Q: Prove that if $m$ is a positive integer and $x$ is a real number, then
$$ \lfloor mx \rfloor=\lfloor x \rfloor+\lfloor x+\frac{1}{m} \rfloor+\lfloor x+\frac{2}{m} \rfloor+...+\lfloor x+\frac{m-1}{m} \rfloor. $$
I think the answer in the textbook is wrong. Let me show you the answer first.
Answer:
Let $x=n+(\frac{r}{m})+c$, where $n$ is an integer, $r$ is a nonnegative integer less than $m$, and $c$ is a real number with $0\le c<\frac{1}{m}.$The left-hand side is $\lfloor nm+r+mc \rfloor=nm+r.$ On the right-hand side, the terms $\lfloor x \rfloor $through $\lfloor x+\frac{m+r-1}{m} \rfloor$ are all just n and the terms from $\lfloor x+\frac{m-r}{m} \rfloor$ on are all n+1. Therefore, the right-hand side is $(m-r)n+r(n+1)=nm+r$, as well.
I think the part
"the terms $\lfloor x \rfloor $through $\lfloor x+\frac{m+r-1}{m} \rfloor$ are all just n"

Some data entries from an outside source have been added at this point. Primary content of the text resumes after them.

PR #1300, opened 2021-11-29
[WNMGDS-1244] Story Tabs Component

forrestbaer:
### Summary
Added a storybook story for the Tabs component

Went around in circles trying to decide if I should be representing submodules as stories then discovered the `submodules` arg.. 🤦 

### Added
Single story with submodules listed under "docs"

### How to test
run `yarn storybook` and see the Tab story, should be at the root level as it doesn't have variations


scheul93 (approved):
Looks good! 👍🏻

pwolfert (approved):
LGTM too, but make sure to update your PR title to use the `[WNMGDS-1244] Title` format before merging.

As a side note, this story made it more apparent to me how badly the tabs behave in mobile. We have guidance on avoiding overflow, but this pattern doesn't seem great in general. I wonder how much it's actually used in downstream apps.

forrestbaer:
Ah good to remember 👍  .. and yes converting tabs on mobile to a dropdown seems like a good pattern, or something more usable there.. I'll put in a ticket

PR #1301, opened 2021-11-29
[NO-TICKET] Remove package lockfiles because yarn workspaces uses only one

pwolfert:
## Summary
When dealing with dependabot pull requests for individual packages, we realized that `yarn` doesn't actually use or care about the package yarn lockfiles. Because we are using _yarn workspaces_, it actually only uses one central lockfile at the root. According to https://classic.yarnpkg.com/lang/en/docs/workspaces/,

> Yarn will use a single lockfile rather than a different one for each project, which means fewer conflicts and easier reviews.

The fact that our packages had lockfiles was just an artifact of pre-monorepo days—a 1.7MB vestigial tail!

### Removed
- Remove package lockfiles because yarn workspaces uses only one

## How to test
Run `yarn install` and make sure nothing changes


scheul93 (approved):

forrestbaer (approved):
nice!!

PR #1316, opened 2021-11-29
[WNMGDS-1238] Add Storybook stories for Tooltip

forrestbaer:
### Summary
Added a storybook story for the Tooltip component

### Added
Icon Trigger Tooltip Story
Inline Trigger Tooltip Story
Interactive Content Tooltip Story
Small update to Tooltip component to update props on componentDidUpdate()

### How to test
run `yarn storybook` and see the new Tooltip stories, play with args to confirm they update


packages/design-system/src/components/Tooltip/Tooltip.jsx
```diff
@@ -47,6 +47,10 @@ export class Tooltip extends React.Component {
     });
   }
 
+  componentDidUpdate() {
+    this.popper.setOptions(this.props);
```
scheul93, line 51: A few questions because I don't remember the inner workings of this component
1. Do all the props for this component apply to popperjs? Or do we need to worry about only passing down a subset?
2. Should there be a conditional in this function that `setOptions` is only called if there is a difference between certain props? Or should `setOptions` be called any time any prop changes?

forrestbaer: Yes all the props deal with popper in some way. It should't effect anything other than modifying layout/attributes/etc  on the popper tooltip if changed.

packages/design-system/src/components/Tooltip/Tooltip.stories.jsx
```diff
@@ -0,0 +1,66 @@
...
+    },
+  },
+};
+
+const Template = ({ data, ...args }) => (
+  <div className="ds-u-display--flex ds-u-align-items--center ds-u-margin-x--4 ds-u-margin-y--3">
+    {data}
+    <Tooltip {...args} />
+  </div>
+);
```
pwolfert, line 25: I noticed that since the tooltip trigger is near the top of the window, there's no way to actually see the `top` positioning. Even if you select `top`, it Popper will never render it on the top because there's no room. I like that it's smart like that, but maybe our example should change to allow people to see that option.

pwolfert (approved):
These look great! One comment below

packages/design-system/src/components/Tooltip/Tooltip.jsx
pwolfert: At some point this will be a functional component, and this will be handled a little more elegantly.

packages/design-system/src/components/Tooltip/Tooltip.stories.jsx
forrestbaer: Good call, updated to add more spacing, can now see top.

PR #1321, opened 2021-12-02
text field storybook stories

scheul93:
## Summary
Added stories for the TextField component that represent
* Single line state
* Multiline state
* error state
* disabled state
* success state
* Masked field

Should the Masked input be its own section? Should there be more variations?

## How to test
Run `yarn storybook` and verify that TextField stories look okay.

### DIFF
--- a/packages/design-system/src/components/TextField/TextField.stories.jsx
+++ b/packages/design-system/src/components/TextField/TextField.stories.jsx
@@ -1,0 +1,77 @@
+import React from 'react';
+
+import TextField from './TextField';
+
+export default {
+  title: 'Components/Text Field',
+  component: TextField,
+  argTypes: {
+    defaultValue: {
+      control: { type: 'text' },
+    },
+    errorMessage: {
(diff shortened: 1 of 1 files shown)


forrestbaer (approved):
👍

packages/design-system/src/components/TextField/TextField.stories.jsx
```diff
@@ -0,0 +1,77 @@
...
+  multiline: true,
+  rows: 3,
+};
+export const MaskedField = Template.bind({});
+MaskedField.args = {
+  mask: 'currency',
+  label: 'Currency Field',
+  inputMode: 'numeric',
+};
+export const ErrorField = Template.bind({});
```
zarahzachz, line 66: Should the ErrorField also have `hint` set? Based on our docs, it looks like error examples always have hint text, but I don't know if that's coincidental.

scheul93: I'll add it!

PR #1361, opened 2021-12-03
[WNMGDS-1145] Add Storybook stories for Accordion, Alert and Badge

forrestbaer:
### Summary
Added storybook stories for the Accordion, Alert and Badge components

### How to test
run `yarn storybook` and see the new stories, play with args to confirm they update


zarahzachz:
Question for these compound components - since there are props for the nested components, is it worth somehow adding those to the wrapping Storybook instance? I'm thinking about Accordion and AccordionItem. There are quite a few AccordionItem props that seem like they'd be worth documenting/allowing users to play with.

packages/design-system/src/components/Alert/Alert.stories.jsx
```diff
@@ -0,0 +1,61 @@
...
+export default {
+  title: 'Components/Alert',
+  component: Alert,
+  argTypes: {},
+  args: {
+    hideIcon: false,
+  },
+};
+
+const Template = (args) => (
```
zarahzachz, line 14: There's examples of Alerts without headings in the docs that should probably be represented. I don't know if you've heard otherwise though.

forrestbaer: No just shooting from the hip with these, that sounds good i'll add one without heading for each type to round them out 👍

forrestbaer:
> Question for these compound components - since there are props for the nested components, is it worth somehow adding those to the wrapping Storybook instance? I'm thinking about Accordion and AccordionItem. There are quite a few AccordionItem props that seem like they'd be worth documenting/allowing users to play with.

I didn't think the AccordionItem props were really usefully adjustable so I've only exposed them through th docs page under the AccordionItem tab using subcomponent. To make these composite components adjustable in that way exposes those elements as new components/stories the sidebar, which to me adds some confusion when they don't always work outside the context of their container.  Which props do you think would be helpful to adjust as args?

zarahzachz:
> > Question for these compound components - since there are props for the nested components, is it worth somehow adding those to the wrapping Storybook instance? I'm thinking about Accordion and AccordionItem. There are quite a few AccordionItem props that seem like they'd be worth documenting/allowing users to play with.
> 
> I didn't think the AccordionItem props were really usefully adjustable so I've only exposed them through th docs page under the AccordionItem tab using subcomponent. To make these composite components adjustable in that way exposes those elements as new components/stories the sidebar, which to me adds some confusion when they don't always work outside the context of their container. Which props do you think would be helpful to adjust as args?

Oh, I missed the AccordionItem props tab on the initial review, so disregard that!

packages/design-system/src/components/Alert/Alert.stories.jsx
forrestbaer: Added an alert without a heading to the default template

scheul93 (approved):
lgtm

zarahzachz (approved):

PR #1362, opened 2021-12-03
[WNMGDS-1149] Create List and MonthPicker stories

zarahzachz:
## Summary
[Jira](https://jira.cms.gov/browse/WNMGDS-1149)

### Added
Stories for List and MonthPicker.

List is more of a utility CSS class and is the first of the components converted. There's still a question about how these kind of components should be organized in the future (do we create a "Utilities/List" section in Storybook?) but because our current docs site has List grouped with other components I've kept it there. 

## How to test
Run `yarn storybook` and compare to [List](https://design.cms.gov/components/list/) and [MonthPicker](https://design.cms.gov/components/month-picker/) doc pages.

### DIFF
--- a/packages/design-system/src/components/List/List.stories.jsx
+++ b/packages/design-system/src/components/List/List.stories.jsx
@@ -4,9 +4,9 @@ import React from 'react';
 export default {
   title: 'Typography/List',
   parameters: {
-    previewTabs: {
-      'storybook/docs/panel': {
-        hidden: true,
+    docs: {
+      source: {
+        type: 'dynamic',
       },
     },
   },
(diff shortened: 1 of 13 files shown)


packages/design-system/src/components/List/List.stories.jsx
```diff
@@ -0,0 +1,33 @@
+import React from 'react';
+
+export default {
+  title: 'Components/List',
```
scheul93, line 4: One idea for separating out List is that you could change the title to be 'Utilities/List' and that would put it in a separate grouping than other React components

I'm not sure if "utilities" is the term we want to use, but we could use the title to organize things that aren't quite components

scheul93 (approved):
One idea for the List organization, but the stories look good functionally

forrestbaer:
The MonthPicker looks great but the list I'm not sure we should use the typical component rendering. Under the code tab for each nothing shows up, so essentially it's just a view of a list. Maybe we should change it to just render the html markup like the docs site?

packages/design-system/src/components/List/List.stories.jsx
zarahzachz: Agree. I talked to @line47 and he mentioned that this should go under a "Typography" section - so I'm going to change the title to reflect that.

forrestbaer (approved):
Lgtm! 👍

Is wrong. I think the correct answer is:
$\lfloor x+\frac{m-r-1}{m} \rfloor$
Because $\lfloor \frac{m+r-1}{m} \rfloor\ge\lfloor \frac{m-r}{m} \rfloor$. (r is a nonnegative integer less than m)
So, I think the answer should be $\lfloor x+\frac{m-r-1}{m} \rfloor$ because $\lfloor x+\frac{m-r-1}{m} \rfloor$>$\lfloor \frac{m+r-1}{m} \rfloor$.
Is my idea logical? Welcome for the feedback.